Con el dato, concurrió al Centro del Conocimiento donde un empleado le facilitó el número de teléfono para comunicarse durante el periodo 2012. “Llamé en la fecha indicada y me empezó a hablar de los chicos, entonces le digo: no soy tan chico, me jubilé el año pasado. Si tenés el instrumento, vení a inscribirte. Finalmente supe que estaba hablando con Sebastián Arostegui, que era docente de mis hijos: Violeta, Dante y Enzo, en el Colegio Roque González”, agregó entre risas.

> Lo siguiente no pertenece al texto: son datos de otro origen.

PR #454, opened 2019-01-08
Task definitions cleanup

iftenney:
Delete over 200 lines of boilerplate classes that were used to parameterize parent classes; these are now handled with `@register_task` directly.

Also add `**kw` to task constructors and forward to parent class, so we can add features to the Task class without further modifying the subclasses.

### DIFF
--- a/src/tasks/tasks.py
+++ b/src/tasks/tasks.py
@@ -182,16 +182,10 @@ class ClassificationTask(Task):
     ''' General classification task '''
     pass
 
-    #  def __init__(self, name):
-    #      super().__init__(name)
-
 
 class RegressionTask(Task):
     ''' General regression task '''
     pass
-
-    #  def __init__(self, name):
-    #      super().__init__(name)
 
 
 class SingleClassificationTask(ClassificationTask):
@@ -315,9 +309,6 @@ class RankingTask(Task):
     ''' Generic sentence ranking task, given some input '''
     pass
 
-    #  def __init__(self, name):
-    #      super().__init__(name)
-
 
 class LanguageModelingTask(SequenceGenerationTask):
     """Generic language modeling task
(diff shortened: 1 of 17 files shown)


iftenney:
Yes, but I thought it would be easier to split this out since there are so many lines changed. This PR should be a no-op, while #456 affects loading functionality for some tasks (edge probing for now).

src/tasks/tasks.py
```diff
@@ -412,14 +406,11 @@ def get_sentences(self) -> Iterable[Sequence[str]]:
                 yield sent
 
 
+@register_task('bwb', rel_path='BWB/')
```
W4ngatang: TODO: this is weird but out of scope of this PR

src/tasks/tasks.py
```diff
@@ -740,24 +721,18 @@ def get_metrics(self, reset=False):
                 'precision': pcs, 'recall': rcl}
 
 
-@register_task('qqp-alt', rel_path='QQP/')
-class QQPAltTask(QQPTask):
```
W4ngatang: From the other PR thread: (Alex) I think the original motivation for structuring the -alt tasks is that you could have attention for the -alt, but not the original task. Does this setup still allow us to do that? I think so because task-specific module construction depends on task name and not task class, but seems worth testing to be sure.

src/tasks/tasks.py
```diff
@@ -1811,31 +1671,14 @@ def _make_instance(input1, input2, labels):
...
-class DisSentWikiBigFullTask(DisSentTask):
-    ''' Task class for DisSent with Wikitext 103 considering clauses from within a single sentence
-        or across two sentences.
-        Data sets should be prepared as described in Nie, Bennett, and Goodman (2017) '''
-
-    def __init__(self, path, max_seq_len, name="dissentwikifullbig"):
-        super().__init__(path, max_seq_len, "wikitext.dissent.big", name)
-
-
+# TODO: does this even work? What is n_classes for this?
```
W4ngatang: From other PR thread:
I think n_classes = 8 for all DisSent tasks.
I think we didn't use DisSentWikiSingleTask.
Maybe @tommccoy1 can comment on if that's right, and if it's okay to delete the within-sentence task?

src/tasks/tasks.py
```diff
@@ -1457,12 +1339,15 @@ def load_data(self, path, max_seq_len):
         log.info("\tFinished loading JOCI data.")
 
 
+@register_task('wmt_debug', rel_path='wmt_debug/', max_targ_v_size=5000)
```
W4ngatang: From other PR thread: TODO: add TODO to clean up dummy / debug tasks

src/tasks/tasks.py
W4ngatang: oh sorry, I just realized this comment is not in reference to the DisSent stuff; ignore.

src/tasks/tasks.py
W4ngatang: Confirmed that if you use settings like `sts-b-pair_attn = 0, sts-b-alt-pair_attn = 1`, you will create a model with two different components, one of which has attention and one of which will not. Looks good!

PR #455, opened 2019-01-08
Split out some tasks into separate .py files

iftenney:
Figured I'd do this alongside #454. Not sure if this is the ideal split, but it's a start and should make it a bit easier to find things.

See #420 

**Note:** I've tested `demo.conf`, but not all the individual tasks in these breakout files. I manually checked most symbols, but worst case is there might be some import errors when running these other tasks.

Muestra los diversos certificados y no se cansa de repetir que fue “sumamente maravillosa” esta experiencia que se extendió por cuatro años. “De música sabía que el pentagrama tenía cinco líneas y cuatro espacios. Empezamos como el chiquito que va a la escuela y la maestra le empieza a enseñar cómo tiene que tomar el lápiz. Arrancamos con un hermoso grupo donde era el abuelo –después supe que había otro más, Don Carlos Staciuk, que estaba más avanzado-, con profesores jóvenes (de práctica de instrumento y de teoría, ritmo, melodía), integrantes de la Orquesta Estable. Pero llegó un momento en que me pregunté: ¿en qué me metí? Un día llamé al profesor y le dije: Dieguito, decime la pura verdad. Lo mío acá ¿no es una pérdida de tiempo?. Me respondió: Ramón, estás en la mismísima situación que todos, acá nadie es más ni menos que nadie. Acá hay que poner el lomo, practicar y estudiar. Si cumplís con todo eso, vas a estar subiendo cada día un escalón, pero acá nadie espera nadie: hay que ser puntual, hay que practicar, hay que estudiar. Había mucha disciplina”.
Cuando estaba en tercer año llegaron las vacaciones de julio y el profesor dio “vía libre” a quienes querían tomarse un descanso, pero aclaró que había una propuesta de ampliar los conocimientos en el Departamento de Música de la UNaM, por calle San Luis y Sarmiento, con un ritmo intensivo, de 8 a 16. “Muchos se fueron a descansar, pero otro grupo decidió seguir, al que me prendí. Tuvimos conciertos desde el primer año cuando yo jamás subí a un escenario ni para pasar un trapo al piso. Estuvimos actuando en la Escuela Superior de Música, en la Escuela Estados Unidos del Brasil, fue algo maravilloso”.
Sostuvo que estaba siempre dispuesto, primero por la curiosidad y luego, por aprender. “Así hice muchos cursos: de plomería y gas, de refrigeración, de peluquería para damas y caballeros y de RCP. La curiosidad me llevó a eso y lo hice”.
Otras “changuitas”
Dentro de esa búsqueda, el jefe de limpieza y encargado de los cadetes consultó a López si sabía manejar y que tenía una changuita que solía hacer, “pero necesitamos que alguien más se sume, aunque no sé si te va a gustar”. Implicaba colaborar con una funeraria durante el cortejo fúnebre, que requería chofer para el porta coronas, porta féretro y acompañantes. “Como había distintos turnos, varios empleados del diario accedían a realizar la tarea, cobraban por ella y regresaban. La empresa nos proveía de traje, camisa y corbata. Así que por un tiempito hice de funebrero. Cuando tenía franco hacia la guardia atendiendo el teléfono y demás tareas, que significaba llevar y retirar al difunto y a la capilla ardiente de las casas de familia”, manifestó.